━━━━━ Listed records ━━━━━
PR #1042, opened 2019-02-20
Update travis to use docker

zacharylawrence:
Note: We acknowledge that the time needed to download the cached docker image is nearly the same as the time needed to download the dependencies directly. Through testing we've determined that using the cached image is slightly faster than rebuilding the image entirely (~180 sec vs ~215 sec). If this changes, we should stop using the Travis cache.

If we wanted to further reduce the time to build our docker image, we should consider moving off the base Ubuntu image.


.travis.yml
```diff
@@ -1,59 +1,35 @@
...
+  - docker save recidiviz-image | gzip -c > ~/docker-images/recidiviz-image.tgz
+
+  # Finally, run our docker application
+  - docker run --name recidiviz -d -t recidiviz-image
+
 script:
-- pipenv run pylint *.py recidiviz
-- pipenv run pytest recidiviz/tests/ --with-emulator
-- pipenv run mypy recidiviz
-after_success:
```
colincadams: we lost everything after this line, we should still be able to use travis for deployment when using the docker image, right?

The only one that seems like it could be trouble is running the `build_queue_config` command in python, and having the output file be accessible outside of the docker container for the `gae deploy queue.yaml` to work. Is this feasible?

zacharylawrence: Yeah, great point. Updated to include deploying to staging.

.travis.yml
```diff
@@ -1,59 +1,76 @@
...
+  - docker run --name recidiviz -d -t recidiviz-image
+
 script:
-- pipenv run pylint *.py recidiviz
-- pipenv run pytest recidiviz/tests/ --with-emulator
-- pipenv run mypy recidiviz
+  # Order test commands with fastest first to ensure we fail fast
+  - docker exec -it recidiviz pipenv run mypy recidiviz
+  - docker exec -it recidiviz pipenv run pylint recidiviz
+  - docker exec -it recidiviz pipenv run pytest
```
colincadams: `--with-emulator` makes pytest run the "integration" tests that rely on the emulator

Dockerfile
```diff
@@ -17,10 +17,23 @@ ENV TZ America/New_York
 
 RUN pip3 install pipenv
 
-ADD . /app
+# First, add only the Pipfiles to ensure we cache `pipenv sync` when
+# application code is updated but the Pipfiles remain untouched
+RUN mkdir /app
```
colincadams: do we have to make the directory? looks like we didn't have this line before

.travis.yml
```diff
@@ -1,59 +1,76 @@
...
-  config: staging.yaml
-- provider: gae
-  keyfile: client-secret-staging.json
-  project: recidiviz-staging
-  on:
-    all_branches: true
-    condition: $TRAVIS_TAG =~ ^v[0-9]+\.[0-9]+\.[0-9]+
-  config: cron.yaml
-notifications:
-  slack:
```
colincadams: should we keep slack notifications? I'm not even in that channel but presumably some people find it useful?

jessex: I'd like to keep it for now. I do find it somewhat useful though I acknowledge the noise it creates. But I think the noise will decrease post-fellowship so I'd like to keep it in.

zacharylawrence: SGTM

Dockerfile
```diff
@@ -17,10 +17,34 @@ ENV TZ America/New_York
...
-RUN pipenv sync
+RUN if [ "$DEV_MODE" = "True" ]; \
+    then pipenv sync --dev; \
+    else pipenv sync; \
+    fi
+
+# Add the rest of the application code once all dependencies are installed
+ADD . /app
 
 EXPOSE 8080
```
colincadams: did we ever figure out if there was a way to have the docker container stay up without running a command?

.travis.yml
```diff
@@ -1,59 +1,83 @@
...
-- coveralls
+  - coveralls
+
 before_deploy:
-- git stash --all
-- python -m recidiviz.tools.build_queue_config --environment staging
-- openssl aes-256-cbc -K $encrypted_f7b0b16e1068_key -iv $encrypted_f7b0b16e1068_iv
-  -in client-secret-staging.json.enc -out client-secret-staging.json -d
+  # Generate queue.yaml
+  - docker exec -it recidiviz pipenv run python -m recidiviz.tools.build_queue_config --environment staging
```
colincadams: nit: we probably don't need `-it` here but not positive

zacharylawrence: As discussed offline, we'll leave `-it` in here to ensure any errors in `build_queue_config` are printed to the Travis UI output.

Dockerfile
zacharylawrence: As discussed offline, we'll leave this here to ensure that the docker image stays alive when exec-ing other processes (eg. bash)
━━━━━
All the lines above should come back exactly as written.

Output below:
PR #1042, opened 2019-02-20
Update travis to use docker

zacharylawrence:
Note: We acknowledge that the time needed to download the cached docker image is nearly the same as the time needed to download the dependencies directly. Through testing we've determined that using the cached image is slightly faster than rebuilding the image entirely (~180 sec vs ~215 sec). If this changes, we should stop using the Travis cache.

If we wanted to further reduce the time to build our docker image, we should consider moving off the base Ubuntu image.


.travis.yml
```diff
@@ -1,59 +1,35 @@
...
+  - docker save recidiviz-image | gzip -c > ~/docker-images/recidiviz-image.tgz
+
+  # Finally, run our docker application
+  - docker run --name recidiviz -d -t recidiviz-image
+
 script:
-- pipenv run pylint *.py recidiviz
-- pipenv run pytest recidiviz/tests/ --with-emulator
-- pipenv run mypy recidiviz
-after_success:
```
colincadams: we lost everything after this line, we should still be able to use travis for deployment when using the docker image, right?

The only one that seems like it could be trouble is running the `build_queue_config` command in python, and having the output file be accessible outside of the docker container for the `gae deploy queue.yaml` to work. Is this feasible?

zacharylawrence: Yeah, great point. Updated to include deploying to staging.

.travis.yml
```diff
@@ -1,59 +1,76 @@
...
+  - docker run --name recidiviz -d -t recidiviz-image
+
 script:
-- pipenv run pylint *.py recidiviz
-- pipenv run pytest recidiviz/tests/ --with-emulator
-- pipenv run mypy recidiviz
+  # Order test commands with fastest first to ensure we fail fast
+  - docker exec -it recidiviz pipenv run mypy recidiviz
+  - docker exec -it recidiviz pipenv run pylint recidiviz
+  - docker exec -it recidiviz pipenv run pytest
```
colincadams: `--with-emulator` makes pytest run the "integration" tests that rely on the emulator

Dockerfile
```diff
@@ -17,10 +17,23 @@ ENV TZ America/New_York
 
 RUN pip3 install pipenv
 
-ADD . /app
+# First, add only the Pipfiles to ensure we cache `pipenv sync` when
+# application code is updated but the Pipfiles remain untouched
+RUN mkdir /app
```
colincadams: do we have to make the directory? looks like we didn't have this line before

.travis.yml
```diff
@@ -1,59 +1,76 @@
...
-  config: staging.yaml
-- provider: gae
-  keyfile: client-secret-staging.json
-  project: recidiviz-staging
-  on:
-    all_branches: true
-    condition: $TRAVIS_TAG =~ ^v[0-9]+\.[0-9]+\.[0-9]+
-  config: cron.yaml
-notifications:
-  slack:
```
colincadams: should we keep slack notifications? I'm not even in that channel but presumably some people find it useful?

jessex: I'd like to keep it for now. I do find it somewhat useful though I acknowledge the noise it creates. But I think the noise will decrease post-fellowship so I'd like to keep it in.

zacharylawrence: SGTM

Dockerfile
```diff
@@ -17,10 +17,34 @@ ENV TZ America/New_York
...
-RUN pipenv sync
+RUN if [ "$DEV_MODE" = "True" ]; \
+    then pipenv sync --dev; \
+    else pipenv sync; \
+    fi
+
+# Add the rest of the application code once all dependencies are installed
+ADD . /app
 
 EXPOSE 8080
```
colincadams: did we ever figure out if there was a way to have the docker container stay up without running a command?

.travis.yml
```diff
@@ -1,59 +1,83 @@
...
-- coveralls
+  - coveralls
+
 before_deploy:
-- git stash --all
-- python -m recidiviz.tools.build_queue_config --environment staging
-- openssl aes-256-cbc -K $encrypted_f7b0b16e1068_key -iv $encrypted_f7b0b16e1068_iv
-  -in client-secret-staging.json.enc -out client-secret-staging.json -d
+  # Generate queue.yaml
+  - docker exec -it recidiviz pipenv run python -m recidiviz.tools.build_queue_config --environment staging
```
colincadams: nit: we probably don't need `-it` here but not positive

zacharylawrence: As discussed offline, we'll leave `-it` in here to ensure any errors in `build_queue_config` are printed to the Travis UI output.

Dockerfile
zacharylawrence: As discussed offline, we'll leave this here to ensure that the docker image stays alive when exec-ing other processes (eg. bash)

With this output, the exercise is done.